OTA update failing due to network latency timeouts

Hey all,

Trying to release a new firmware to the devices in my product.

Haven’t had a problem with this in the past.

Have successfully OTA flashed the same firmware to a single development device using Particle-CLI.

All updates are generating spark/flash/status events with failed payload

spark/device/last_reset events all either have update_timeout or panic, stack_overflow payloads

Screenshot:

What gives?

I am concerned because this appears to be burning through the data on all my devices with the half-finished OTA update, reset, download OTA again loop.

For now I will “un-release” the firmware to break the cycle, but this is worrisome to say the least.

1 Like

I have brought it up to the team and will see if action needs to be taken.

1 Like

Was that device running the exact firmware the other devices are running currently?

Can you single out one or two product devices to apply the new firmware without rolling out to the whole fleet and check the trace logs?
With trace logging activated and SYSTEM_THREAD(ENABLED) you should be able to get some OTA messages via USB that may provide extra clues.

Problem seems to have solved itself:

These devices are all operating on an island off the coast of Tanzania where the cell phone networks are quite over-burdened.

I think this is probably why both the stack overflow and update timeout errors were occuring.

I have also seen other strange behaviour that I believe is related to the network latency issues.

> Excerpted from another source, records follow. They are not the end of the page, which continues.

PR #168, opened 2023-02-01
Update README.md

BJReplay:
Indent powerwall.yml snippet so that it can be cut and pasted directly into powerwall.yml

Minor doco change once you've completed the pull requests and branch merge for the 230V work.


jasonacox:
Thanks @BJReplay  - Good idea!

For example, I routinely call a Particle.function() on a device from Particle console, and proceed to receive an error saying that the device couldn’t be reached only to see a few moments later (4-5 seconds at most) that the function call did go through (as evidenced by a Particle.publish that gets triggered by that function call).

I believe that latency issues are also responsible for requests for the value of Particle.variables() that I have exposed to the cloud failing.

Is it possible to increase the timeout length on Particle.function() and Particle.variable() calls from the Particle servers to devices as well as OTA timeout?

1 Like

Hi @jaza_tom,

If you’re frequently seeing timeouts when calling particle.functions, but you can see that the function call did kickoff, try not to block in your particle function callback. Instead, have the function call set a flag, or other variable, and use that variable to trigger the work in your loop function later. This way the particle function call can return immediately, and that will cut down on the latency when the device replies to the server, which might help you avoid those timeouts.

Thanks!
David

2 Likes

@Dave thanks for the tip! I think these functions tend to block for a fairly short amount of time (maybe 1 second at the most).

Would this be enough to cause a timeout on a function call?

If so, can we increase the timeout length?

Can I publish things from within a cloud function callback, or will that automatically cause a cloud function timeout?

What is the timeout length?

Hi @jaza_tom

Just my unofficial opinions but perhaps you should try to arrange for a paid consulting code review. One second is an eternity for a cloud function to block, in my experience. The best practice is to treat cloud functions like you would interrupt service routines and set flags for the main loop to handle any required actions. Publishing from within a cloud function can also be a problem due to the limited resource on devices-best to set a flag and publish from loop to avoid buffer problems.

I am not sure if extending the timeout period results in lower overall cloud performance but my feeling is that it probably does. There is certainly an engineering trade-off to be made in the timeout period versus scalability. I personally do not feel that changing the timeout is the answer to your issues.

4 Likes

@bko thank you for your thoughts, I will take that under advisement.

I have programmed a flag-based response architecture in an otherwise empty test cloud function that I hope to call next time there are network latency issues in Tanzania, to test my hypothesis that it is the network latency that is the dominant factor as opposed to my coding style.

I will report back with the results when they are available.

If indeed the strange Particle.function() behaviour is due to my coding style w.r.t. flag vs non-flag based callbacks, then that still doesn’t explain why OTA updates and Particle.variable() get calls fail at times with higher network latency.

How many milliseconds (or seconds) is the cloud timeout set to for:

  • Particle.function() call —> in device firmware —> in Particle Server Code
  • Particle.variable() call —> in device firmware —> in Particle Server Code
  • OTA update operation—> in device firmware —> in Particle Server Code

Hi @jaza_tom,

Typically the timeouts are pretty long, I think on the order of 15-45 seconds, but I don’t have that value in front of me at the moment.

You can also disable the low power mode on the electron if you want to reduce cellular latency. I’ve found disabling this low power mode can make the electron snappier, but consume more power.

Cellular.command("AT+UPSV=0\r\n");

Thanks,
David

1 Like

@jaza_tom,

I’m wondering if you ever resolved your latency issues. I’m having issues with Electron’s going offline, as detailed here: Electrons Lose Connectivity Intermittently

I’m experiencing the same OTA update issues as you’ve posted about here with the devices with the worst problems. I’m wondering if the source of my issues may be latency as opposed to issues with tower connections. Any tips you have would be welcome.